I'd join in a game like that. However, if you're posting about it here, it should be just for Celtics Board users.


----------



## aquaitious (Jun 11, 2002)

> Originally posted by <b>agoo101284</b>!
> I'd join in a game like that. However, if you're posting about it here, it should be just for Celtics Board users.


Well, C fans get the advantage. So even if a C fan registers after a Non-C fan, the C fan will get the spot first.


----------



## goNBAjayhawks (May 3, 2003)

Im in but which one are we gonna do, what site.?


----------



## goNBAjayhawks (May 3, 2003)

For drafting purposes i say hoop.sports, or whatever, im in a league there and the draft was easy, on yahoo, its auto, offline, or online but on their own chat, which i would rather not.


----------



## aquaitious (Jun 11, 2002)

> Originally posted by <b>goNBAjayhawks</b>!
> For drafting purposes i say hoop.sports, or whatever, im in a league there and the draft was easy, on yahoo, its auto, offline, or online but on their own chat, which i would rather not.


First we wait for more ppl. Also hoop.sports.ws how is it? Is it only head to head? 

Do you want head to head?

Keepers league?


----------



## goNBAjayhawks (May 3, 2003)

> Originally posted by <b>aquaitious</b>!
> 
> 
> First we wait for more ppl. Also hoop.sports.ws how is it? Is it only head to head?
> ...


Yah its head to head, extreme style, like i have a 10 team league and we have 70 regular season games, and 12 postseason=82, so its different from most, caus it scores game by game not just a total for the week. I think it should just be a one year league b/c well, its just better, everyone goes for the gold, and doesnt pick developing teams, more competitive.


----------



## aquaitious (Jun 11, 2002)

> Originally posted by <b>goNBAjayhawks</b>!
> 
> 
> Yah its head to head, extreme style, like i have a 10 team league and we have 70 regular season games, and 12 postseason=82, so its different from most, caus it scores game by game not just a total for the week. I think it should just be a one year league b/c well, its just better, everyone goes for the gold, and doesnt pick developing teams, more competitive.

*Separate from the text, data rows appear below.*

PR #1072, opened 2026-04-15
feat(google): per-request safetySettings pass-through

kojiwakayama:
## Summary

Adds \`googleSafetySettings\` option that forwards to Gemini's \`safetySettings\` field on generate / stream requests. Refs **D5** in #1053. Part of #1044. Stacked on #1071.

## Motivation

Gemini's safety filter blocks certain content categories by default. veryfront-code had no surface for per-request threshold configuration, which made trusted internal flows (e.g. red-teaming, security analysis) need to fight the default filter, and forced higher-stakes flows that wanted stricter filtering to fall back to \`providerOptions\`.

## API

\`\`\`ts
googleSafetySettings?: Array<{
  category: string;   // e.g. \"HARM_CATEGORY_HARASSMENT\"
  threshold: string;  // e.g. \"BLOCK_NONE\" | \"BLOCK_ONLY_HIGH\"
}>;
\`\`\`

Forwarded verbatim. Empty arrays and unset values both result in \`safetySettings\` being omitted from the body. See [Gemini safety settings docs](https://ai.google.dev/gemini-api/docs/safety-settings).

## Testing

2 new test cases:

1. Two-entry safetySettings (HARASSMENT/BLOCK_NONE + HATE_SPEECH/BLOCK_ONLY_HIGH) lands on body verbatim
2. Empty array → field omitted from body (backward compat)

All 1341 tests pass. \`deno fmt --check\` + \`deno check\` clean.

## Version

Patch bump \`0.1.220 → 0.1.221\`.

PR #1073, opened 2026-04-15
feat(google): native code execution + provider tools (google_search, etc.)

kojiwakayama:
## Summary

Generalizes Google's tool plumbing so callers can mix function tools with native Gemini provider tools (\`code_execution\`, \`google_search\`, \`google_search_retrieval\`) using the existing \`RuntimeToolDefinition\` provider variant. Refs **D3** in #1053. Part of #1044. Stacked on #1072.

## Motivation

Made it. So I'll email ppl the passwords soon.


----------



## goNBAjayhawks (May 3, 2003)

> Originally posted by <b>aquaitious</b>!
> 
> 
> Made it. So I'll email ppl the passwords soon.


Man a Celtics Fantasy League, i wonder how high Paul Pierce goes?


----------



## aquaitious (Jun 11, 2002)

> Originally posted by <b>agoo101284</b>!
> I'd join in a game like that. However, if you're posting about it here, it should be just for Celtics Board users.


Turns out I'll have enough space for C and non-C fans. 32 ppl max.

Anyways, check your PM's.


----------



## whiterhino (Jun 15, 2003)

Hey aqua can I get in, I play on Yahoo but I'll do this one with you guys on Hoops


----------



## GNG (Aug 17, 2002)

http://hoops.sports.ws has been extremely easy. This is my first year to run a league based on the hoops.sports system, and it's been going very smooth right now.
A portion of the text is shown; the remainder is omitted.